Small Activation RNA Designer
Small Activation RNA Designer
Overview
The Advanced saRNA Designer is a robust, client-side computational pipeline engineered for the rational design and thermodynamic profiling of small activating RNAs (saRNAs). Designed specifically to target gene promoter regions, this tool facilitates RNA activation (RNAa) research by streamlining sequence optimization, calculating duplex stability, and conducting rigorous in silico off-target mitigation.
Core Algorithm & Thermodynamic Modeling
To ensure the selection of highly functional guide strands, the pipeline applies strict sequence biogenesis and Argonaute (AGO2) loading rules. The algorithm filters candidates based on:
Asymmetry & Loading Bias: Enforcement of 5' G/C and 3' A/T requirements, alongside customizable 3' end A/T richness filters, to promote thermodynamic asymmetry and ensure proper guide strand selection by the RISC complex.
Structural Stability: Optimal GC content thresholding (default 35-65%) and homopolymer exclusion (avoiding ≥ 4 consecutive identical nucleotides) to prevent off-target protein binding and unwanted immune stimulation.
Nearest-Neighbor Thermodynamics: Duplex free energy (ΔG) is calculated using standard Turner nearest-neighbor parameters. The model algorithmically integrates helix initiation penalties (+3.4 kcal/mol) and terminal A/U penalties (+0.5 kcal/mol) to provide high-fidelity thermodynamic predictions that align with industry-standard folding algorithms.
Integrated Off-Target Mapping (NCBI BLASTN)
A critical challenge in RNA therapeutics is avoiding unintended gene silencing or activation. The Advanced saRNA Designer addresses this through a seamlessly integrated, asynchronous NCBI BLASTN module.
Sequential Homology Search: Candidates are automatically queried against the human nt database (txid9606) to evaluate off-target potential.
Automated Classification: Results are dynamically parsed and categorized by sequence type, distinguishing between curated mRNAs (NM_), non-coding RNAs (NR_), genomic scaffolds, and predicted transcripts.

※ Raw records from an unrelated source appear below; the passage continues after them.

PR #613, opened 2018-08-14
Severin/fix keyboard desync

Baron-Severin:
This fixes a bug we're seeing on Fire TV, where certain actions will cause our EditText to desynchronize from the soft keyboard.


Baron-Severin:
@csadilek Thanks for looking over the code.

- Filed issue #619 
- Amended commit to include issue #
- I don't think this is reproducible in a unit test
- Added unit test to verify that `post` is called from `deleteSurroundingText`
- Verified that Focus is unaffected

Let me know if there's anything else you would like me to take care of!

csadilek:
OK, thanks @Baron-Severin.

E-value Distribution: Hits are visually mapped across interactive charts based on Expect (E) values, allowing researchers to rapidly assess the statistical significance of off-target alignments.
Reproducibility & Export
Built with open-science principles, the framework requires no backend server, ensuring complete data privacy for proprietary sequences. Researchers can export detailed Off-Target Maps and thermodynamic profiles in publication-ready formats, including high-resolution PNG, dynamically generated PDF reports, and CSV datasets for downstream analysis.